Have a look first at (1.5.1#fig.1, top), which shows the price of the Cisco share quoted on NASDAQ every trading day between 1994 and 2004.

Figure 1.5.1#fig.1: The upper plot shows the historical price (adjusted for splits) of the Cisco share during 10 years as a function of the trading day. On the bottom, the corresponding volatility calculated using the EWMA/ $ \lambda=0.94$ model (blue line) is displayed in a comparison with the volatility measured by the Chicago Board of Exchange (green circles).
After a prolonged period of exponential growth from USD 1 in Jul 94 to USD 80 in Dec 1999, the price drops by $ \sim$ 70% following a sector-wide correction of technology shares during the year 2000. The repercussions from the attack Sep 11, 2001 on the world trade center (WTC) are also visible, but led only to a temporary $ \sim$ 25% drop in the share price.

Even if it possible to measure a 50-100% annual drift in the share price up to the year 2000, this does not reflect the real growth of the company and was clearly not sustainable. Rather than using spot prices, drifts should be estimated using more fundamental analyses (such as the number of employees and customers) keeping in mind that, in the long term, it is hard to beat the 7-11% growth observed over a century in the American stock market.

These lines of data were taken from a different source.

PR #10453, opened 2026-06-12
feat: Enable `PATCH` for HTTP outcalls

eichhorl:
https://github.com/dfinity/ic/pull/10378 introduced support for the `PATCH` method to the HTTP outcalls implementation. For backward compatibility reasons, the new method remained disabled such that requests specifying it are still rejected.

The change above is being rolled out this week as part of release [142256](https://dashboard.internetcomputer.org/proposal/142256).

Therefore, this PR enables the `PATCH` method such that it may be used in HTTP outcall requests.

For backward compatibility reasons, note that subnets upgraded to the version of this PR should not directly be downgraded to versions earlier than  release [142256](https://dashboard.internetcomputer.org/proposal/142256) mentioned above.

This reverts commit 26e3ae7d1b4cb5682edcaa4d828baa27fc7943e6.

### DIFF
--- a/rs/tests/networking/canister_http_correctness_test.rs
+++ b/rs/tests/networking/canister_http_correctness_test.rs
@@ -128,7 +128,8 @@ fn main() -> Result<()> {
                 .add_test(systest!(test_put_without_non_replicated_rejected))
                 .add_test(systest!(test_delete_call))
                 .add_test(systest!(test_delete_without_non_replicated_rejected))
-                .add_test(systest!(test_patch_rejected))
+                .add_test(systest!(test_patch_call))
+                .add_test(systest!(test_patch_without_non_replicated_rejected))
                 .add_test(systest!(test_max_possible_request_size))
                 .add_test(systest!(test_max_possible_request_size_exceeded))
                 // This section tests the request headers limits scenarios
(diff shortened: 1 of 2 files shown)


mraszyk:
For my own understanding: why does this require a staged roll-out? I.e., what could go wrong if that feature was implemented and enabled at the same time?

eichhorl:
> For my own understanding: why does this require a staged roll-out? I.e., what could go wrong if that feature was implemented and enabled at the same time?

@mraszyk The change introduces a new variant to the `HttpMethod` protobuf enum. The HTTP outcalls request context (including that enum) is stored in replicated state. If a `PATCH` request were made and stored in the state just before downgrading to a version that doesn't know the new variant yet, then the state would no longer be deserializable after the downgrade.

mraszyk:
Thanks a lot for the explanation! I suppose the issue comes from the fact that the deserialization of the enum in ReplicatedState does not handle failure gracefully, e.g., by rejecting the request, right?

eichhorl:
> Thanks a lot for the explanation! I suppose the issue comes from the fact that the deserialization of the enum in ReplicatedState does not handle failure gracefully, e.g., by rejecting the request, right?

Yes, we panic if the state can't be deserialized: https://github.com/dfinity/ic/blob/78365d79b6f9e25799a08b7b44e0e8bcd9c4f578/rs/state_manager/src/lib.rs#L1529-L1537

pierugo-dfinity (approved):

PR #10456, opened 2026-06-12
fix: pin Farm client to HTTP/1.1

basvandijk:
## Problem

Farm's web server (warp-tls) advertises HTTP/2 `SETTINGS_MAX_CONCURRENT_STREAMS=64` and tears down the **whole connection** (`RST_STREAM` + `GOAWAY \"exceeds max concurrent\"`) when a burst of multiplexed streams exceeds that limit — strict behavior vs. RFC 9113 §5.1.2, which prescribes rejecting only the offending stream.

The blocking reqwest client used by the test driver multiplexes all parallel requests over a **single** HTTP/2 connection. When a test starts many VMs at once (e.g. the 120-node `xnet_slo_120_subnets_staging_test`), the request burst outruns the server's SETTINGS frame on high-RTT paths and Farm kills the connection, failing all in-flight requests at once:

```
ERRO ... sending a request to Farm failed: reqwest::Error { kind: Request, ...,
source: hyper_util::client::legacy::Error(SendRequest, hyper::Error(Http2,
Error { kind: GoAway(b\"exceeds max concurrent\", REFUSED_STREAM, Remote) })) }
WARN ... Starting VM failed with: Retried too many times: sending a request to Farm
```

→ setup fails with **zero** VMs started. Low-RTT environments usually win the race, which is why this mostly bites when running system tests from devenvs.

Diagnosis detail: all failures land in the same millisecond (one shared connection dying), and `ss` shows only a single connection to Farm during a 120-VM burst.

## Fix

- **Force HTTP/1.1** on the Farm client: one TCP connection per concurrent request, no stream-concurrency limit to violate.

## Verification

Ran `//rs/tests/message_routing/xnet:xnet_slo_120_subnets_staging_test` (120 single-node subnets) from a dev container:

- Without this change: setup fails — all 120 VM-start requests die with the GoAway error above, 0 VMs started.
- With this change: setup starts all 120 VMs reliably and the test runs to completion (passed in combination with #10455).


rs/tests/driver/src/driver/farm.rs
```diff
@@ -43,6 +44,52 @@ const TIMEOUT_SETTINGS: TimeoutSettings = TimeoutSettings {
 const FARM_VM_CREATED_EVENT_NAME: &str = "farm_vm_created_event";
 const VM_CONSOLE_LINK_CREATED_EVENT_NAME: &str = "vm_console_link_created_event";
 
+/// Cap on concurrent `upload_file` calls per `Farm` instance (clones share the
+/// HTTP client and this semaphore). Farm's web server advertises HTTP/2
+/// SETTINGS_MAX_CONCURRENT_STREAMS=64 and tears down the whole connection if a
+/// burst of multiplexed streams exceeds that limit, so stay well below it,
+/// leaving headroom for other requests sharing the client (e.g. the keepalive
+/// task). Under HTTP/1.1 this bounds the number of parallel TCP connections
+/// instead.
```
nmattia: I'm a bit confused by this comment. I see below that we now enforce HTTP1.1, so what do we mean by "..., so stay well below [the HTTP2 max streams]"?

rs/tests/driver/src/driver/farm.rs
```diff
@@ -43,6 +44,52 @@ const TIMEOUT_SETTINGS: TimeoutSettings = TimeoutSettings {
...
+    fn new(permits: usize) -> Self {
+        Self {
+            permits: Mutex::new(permits),
+            cvar: Condvar::new(),
+        }
+    }
+
+    /// Blocks until a permit is free. The permit is held until the returned
+    /// guard is dropped (including on panic).
+    fn acquire(&self) -> UploadPermit<'_> {
```
nmattia: is this ever called within tokio? this will be blocking the whole thread, correct?

nmattia (commented):
Nice! couple questions to help me understand better

rs/tests/driver/src/driver/farm.rs
basvandijk: I've removed the cap on concurrent uploads and just do the HTTP/1.1 change.

nmattia (approved):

How does the volatility in (1.5.1#fig.1, bottom), updated after every trading day using only information from the past, reflect the financial risk that can be judged a posteriori? To answer this question, note first that the long term average volatility of around 40% per annum does not really depend on the actual price of the share: the volatility only shows that typical gains or losses of at least 40% can be expected during any year under consideration. The volatility jumps to even higher values immediately AFTER every significant change in the share price, both on the way up and on the way down: a large movement of the price reflects the uncertainty of the investors, who are unsure if the amplitude of the change is exaggerated or if it should be even larger. For example, the volatility was large ($ \sim$ 100%) at the end of the year 2000 during the whole period when the price kept falling, but it was also large after the WTC attack when the prices recovered within only a couple of weeks. Clearly, the volatility cannot be used to forecast whether a spot price will rise or fall, but gives a good idea by how much the price may move in either direction: this is indeed the measure of risk we are seeking. In a word of caution, note that the volatility of a spot price is not a value that can be directly observed: the next section will show how different models produce different values, so that it can be misleading to use data from the Internet without knowing how it has been calculated.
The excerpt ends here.